Page MenuHomePhabricator

Infinite rerender loop in RESTBase
Closed, ResolvedPublic

Description

For some reason the rerender of HTML for the page https://commons.wikimedia.org/wiki/User_talk:BKMzastavka got caught in an infinite loop creating millions of copies of the same thing in the stashing table.

This resulted in 100 writes per second into the stashing table and a partition that grown to 150 gb.
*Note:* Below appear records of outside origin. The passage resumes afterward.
Issue #4460, opened 2026-07-20
OpenAI Compatibility Provider Cannot Proxy /v1/responses Requests to Evomap


ZardLi1115:
Problem Description

I configured Evomap as an openai-compatibility provider in CLIProxyAPI v7.1.39:

openai-compatibility:
  - name: evomap
    base-url: https://api.evomap.ai/v1
    api-key-entries:
      - api-key: "..."
    models:
      - name: evomap-gpt-5.5
        alias: ""

CPA loads the configuration successfully, and GET /v1/models returns:

{
  "id": "evomap-gpt-5.5",
  "owned_by": "evomap"
}

However, calling the Responses API through CPA fails:

curl http://127.0.0.1:8317/v1/responses \
  -H "Authorization: Bearer <CPA_API_KEY>" \
  -H "Content-Type: application/json" \
  -d '{
    "model": "evomap-gpt-5.5",
    "input": "Reply exactly: OK",
    "max_output_tokens": 16
  }'

The response is:

{
  "error": {
    "message": "The model provider couldn't process this request. Please check your request parameters.",
    "type": "upstream_error"
  }
}

The HTTP status code is 400, and Evomap returns a request ID.

Comparison
Using the same Evomap API key, the same model, and the same JSON payload, a direct request to https://api.evomap.ai/v1/responses returns 200 and generates a valid response.
Requests to /v1/chat/completions return 400 both directly and through CPA, which indicates that Evomap primarily supports the Responses API.
Therefore, the API key, model name, and base URL are all correct. The issue appears to be that CPA's openai-compatibility provider handles or transforms /v1/responses requests differently from a direct request.
Impact

Codex uses wire_api = "responses", so it cannot access evomap-gpt-5.5 through CPA's OpenAI-compatible Evomap provider, even though direct requests to Evomap's Responses API work correctly.

Expected Behavior

The openai-compatibility provider should transparently proxy /v1/responses requests, preserving the Responses API request body or transforming it correctly, so that the request produces the same result through CPA as it does when sent directly to Evomap.

luispater:
Thanks for the report. This is a configuration issue rather than a proxy defect.

`openai-compatibility` uses the Chat Completions upstream path for normal requests, so it is not the correct provider type for an upstream that only supports the Responses API. When the client uses `wire_api = "responses"`, configure the upstream under `codex-api-key` instead. The Codex executor sends the request to the upstream `/responses` endpoint.

[...]

Issue #4297, opened 2026-07-14
[BUG] openai-compatibility cannot use responses-only upstream providers


TogetsuDo:
**Is it a request payload issue?**
[x] Yes, this is a request payload issue. I am using a client/cURL to send a request payload, but I received an unexpected error.
[ ] No, it's another issue.

**If it's a request payload issue, you MUST know**
I do not have a full public request log to attach here, but I traced the behavior in the current source and can reproduce the compatibility gap conceptually.

**Describe the bug**
`CLIProxyAPI` exposes `POST /v1/responses` to clients, but when the upstream is configured through `openai-compatibility`, a provider that supports only OpenAI `Responses API` and does **not** support `POST /v1/chat/completions` is still not usable.

The problem appears to be that the client-facing `responses` support and the generic OpenAI-compatible upstream execution path are not fully aligned:

- client -> CPA: `POST /v1/responses` is supported
- CPA internal: `openai-response` format and handlers exist
- CPA -> generic `openai-compatibility` upstream: execution still tends to route through `/chat/completions` unless it is a special compact path

This makes responses-only OpenAI-compatible providers impossible to use through the normal `openai-compatibility` config.

**CLI Type**
openai-compatibility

It seems like the loop is originate within RESTBase itself. One weird thing about the page is than in the latest table there was a revision which according to MW doesn't even exist:

select * from "commons_T_parsoid__ng_html".data where "_domain" = 'commons.wikimedia.org' and key = 'User_talk:BKMzastavka';

User_talk:BKMzastavka | 269290610 | ed7e5e6e-d283-11e7-830e-948a9d85eed2
User_talk:BKMzastavka | 269070421 | b00719f8-d1cf-11e7-9ac5-c1fd1670d9dd
User_talk:BKMzastavka | 269070421 | e1aca272-d188-11e7-86f8-ead141b8ee5a

The revision number 269290610 doesn't exist. So, on an attempt to save a new render of 269070421, the latest bucket reported 412 (meaning that the content should be stored in the fallback bucket). The check for content equality probably also failed because of that 269290610 revision existence. The most pressing open question is why did it begin infinitely looping?

Event Timeline

Interesting, that revision 269290610 actually did exist for the page once, but it was somehow deleted, since that revision ID exists in MySQL archive table.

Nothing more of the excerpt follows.